▸ **Exercise**:
Because the listing below is to be kept intact, restate all of it word for word.

▸ **Data provided**:
---------------
PR #1151, opened 2022-06-23
feat: support entrypoint in Dockerfile

### LINKED ISSUE #1099: Support entrypoint in Dockerfile
entrypoint is operator friendly：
---------------
▸ **Task answer**:
PR #1151, opened 2022-06-23
feat: support entrypoint in Dockerfile

### LINKED ISSUE #1099: Support entrypoint in Dockerfile
entrypoint is operator friendly：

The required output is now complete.